In vitro fertilization and embryo culture strongly impact the placental transcriptome in the mouse model

Abstract

Background: Assisted Reproductive Technologies (ART) are increasingly used in humans; however, their impact is now questioned. At blastocyst stage, the trophectoderm is directly in contact with an artificial medium environment, which can impact placental development. This study was designed to carry out an in-depth analysis of the placental transcriptome after ART in mice.

Methodology/principal findings: Blastocysts were transferred either (1) after in vivo fertilization and development (control group) or (2) after in vitro fertilization and embryo culture. Placentas were then analyzed at E10.5. Six percent of transcripts were altered at the two-fold threshold in placentas of manipulated embryos, 2/3 of transcripts being down-regulated. Strikingly, the X-chromosome harbors 11% of altered genes, 2/3 being induced. Imprinted genes were modified similarly to the X. Promoter composition analysis indicates that FOXA transcription factors may be involved in the transcriptional deregulations.

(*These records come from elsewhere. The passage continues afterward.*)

PR #3171, opened 2020-06-09
When sw updates, don't refresh the page.

### LINKED ISSUE #3089: Service worker is causing double loads in Lighthouse
**Describe the bug**
Our LH and PSI perf scores seem much worse than they should be. Locally I get around 87 in LH and 61(!) in PSI.

image

---

Looking at the trace I noticed that the page seems to load twice, even if the url contains a trailing slash. Here's an example from `localhost:8080/`. Note the stats like LCP get logged twice:

image

After poking around a bit I think I've narrowed the issue down to our service worker. If I just comment out [the lines that register the SW](https://github.com/GoogleChrome/web.dev/blob/64bcffdf3e82ab1a2d24022e6815f279d0741fae/src/lib/app.js#L62-L66) my local LH score jumps to 100. I also noticed that [we don't register the sw on the staging site](https://github.com/GoogleChrome/web.dev/blob/64bcffdf3e82ab1a2d24022e6815f279d0741fae/src/lib/app.js#L70) and sure enough its PSI score is ~30 points higher:

image

@samthor I know you've got a lot going on with /live/ so if you'd like I could have the rest of the team dig into this to isolate and fix the issue.

robdodson:
Fixes #3089

- Feature detect and register sw after load event.
- Consolidate removeServiceWorker calls.
- Don't refresh the page if the service worker has been updated.

### DIFF
--- a/src/lib/app.js
+++ b/src/lib/app.js
@@ -58,12 +58,20 @@ function onGlobalStateChanged({isSignedIn, isPageLoading}) {
 store.subscribe(onGlobalStateChanged);
 onGlobalStateChanged(store.getState());
 
-// Ensure/update the Service Worker, or remove it if unsupported (this should
-// never happen here unless the valid domains change, but left in for safety).
-if (serviceWorkerIsSupported(window.location.hostname)) {
-  ensureServiceWorker();
+const featureDetectServiceWorker = () => {
+  // Ensure/update the Service Worker, or remove it if unsupported (this should
+  // never happen here unless the valid domains change, but left in for safety).
+  if (serviceWorkerIsSupported(window.location.hostname)) {
+    registerOrEnsureServiceWorker();
+  } else {
+    removeServiceWorkers();
+  }
+};
+
+if (document.readyState === 'complete') {
+  featureDetectServiceWorker();
 } else {
-  removeServiceWorkers();
+  window.addEventListener('load', featureDetectServiceWorker);
 }
 
 function serviceWorkerIsSupported(hostname) {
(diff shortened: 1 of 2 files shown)


src/lib/bootstrap.js
```diff
@@ -41,8 +40,4 @@ if (browserSupport) {
   s.type = 'module';
   s.src = '/' + entrypoint;
   document.head.append(s);
-} else {
-  // If we've transitioned into becoming an unsupported browser, then any
```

Conclusions: For the first time, our study shows that in vitro fertilization associated with embryo culture strongly modify the placental expression profile, long after embryo manipulations, meaning that the stress of artificial environment is memorized after implantation. Expression of X and imprinted genes is also greatly modulated probably to adapt to adverse conditions. Our results highlight the importance of studying human placentas from ART.

Figure 1. Experimental design.

In vivo fertilization and preimplantation development (Control group) and in vitro fertilization and preimplantation embryo development (IVF groups). Oocyte collection was performed in M2 and then in M16. Sperm capacitation and the fertilization step were conducted in M16. Embryo culture was performed in two different culture media: M16 and G1/G2. The timeline in hours (h) is relative to the hCG injection (0 h). For all groups, the blastocysts were transferred in pseudopregnant d3.5 F1 females.

Figure 2. Number of transcripts differentially regulated according to the conditions of fertilization and early embryo development.

The number of transcripts either up- (red) or down-regulated (blue) represents the number of transcripts changed two-fold (pale color) or four-fold (dark color) after comparison of the IVF groups (IVF M16 and IVF G1/G2 groups) versus the control group.

Figure 3. Hierarchical clustering analysis according to the different procedures (IVF M16 and G1/G2 groups and control group).

Figure 4. Histograms of gene clusters identified by DAVID for genes induced (A) and repressed (B) in IVF G1/G2.

Left ordinate represents the number of genes present in each cluster and the right ordinate represents the enrichment score as defined (see text).

Figure 5. Magnitude of induced (up-regulated more than two-fold), repressed (down-regulated more than two fold) and unchanged genes located on the X-chromosome (A) and imprinted genes (B) compared to the complete set of genes in IVF G1/G2 samples (P<0.0001, χ²-test).

Figure 6. Expression profile of gene expression ratios between in vitro cultured embryos and controls on the X-chromosome do not show a clusterization near the Xist gene.

A. Induction ratios (log2) of genes according to their position on the sequence of X-chromosome in the IVF samples. B. Ideogram of Mus musculus X-chromosome and localization of Xist gene.

Figure 7. Comparison of levels of induction for 15 genes between real time RT-PCR and microarrays data.

Comparison of induction ratios between qRT-PCR and microarray data. The PCR primers were chosen at positions corresponding to Affymetrix features for analysis by qRT-PCR. As clearly shown, there is a very good correlation of the results between the two approaches.

Figure 8. Projections of promoters of induced and repressed genes on axes 1 and 8 after PCPCA (Promoter Content Principal Component Analysis).

The axes were defined by PCA from a cross table representing the number of putative transcription factor binding sites in each promoter (60 promoters analyzed corresponding to the 17 most induced and 17 most repressed genes). Among the variable was also added the induction ratio, which permitted to identify the axes that were the most strongly correlated with these ratios (axes 1 and 8). These were chosen for the graphical representation. As clearly shown, there is a very clear dichotomy between induced and repressed promoters when the coordinates calculated for the two axes are used. For clarity, examples of promoters were annotated on the graph.

Figure 9. Correlation of representation of the FKHD factors in the promoters of genes highly induced or repressed in the IVF samples.

By Student t-test analysis, the FKHD binding site was shown to be strikingly overrepresented in induced genes compared to repressed genes. The graph represents promoters of repressed genes on the left side, and of induced genes on the right side. The ordinate corresponds to the number of putative FKHD binding sites found in the promoters using Genomatix™, while the abscissa classifies the promoters according to the Log2 of the induction ratio between the G1/G2 culture conditions versus controls (r = 0.55, P<0.0001, t-test).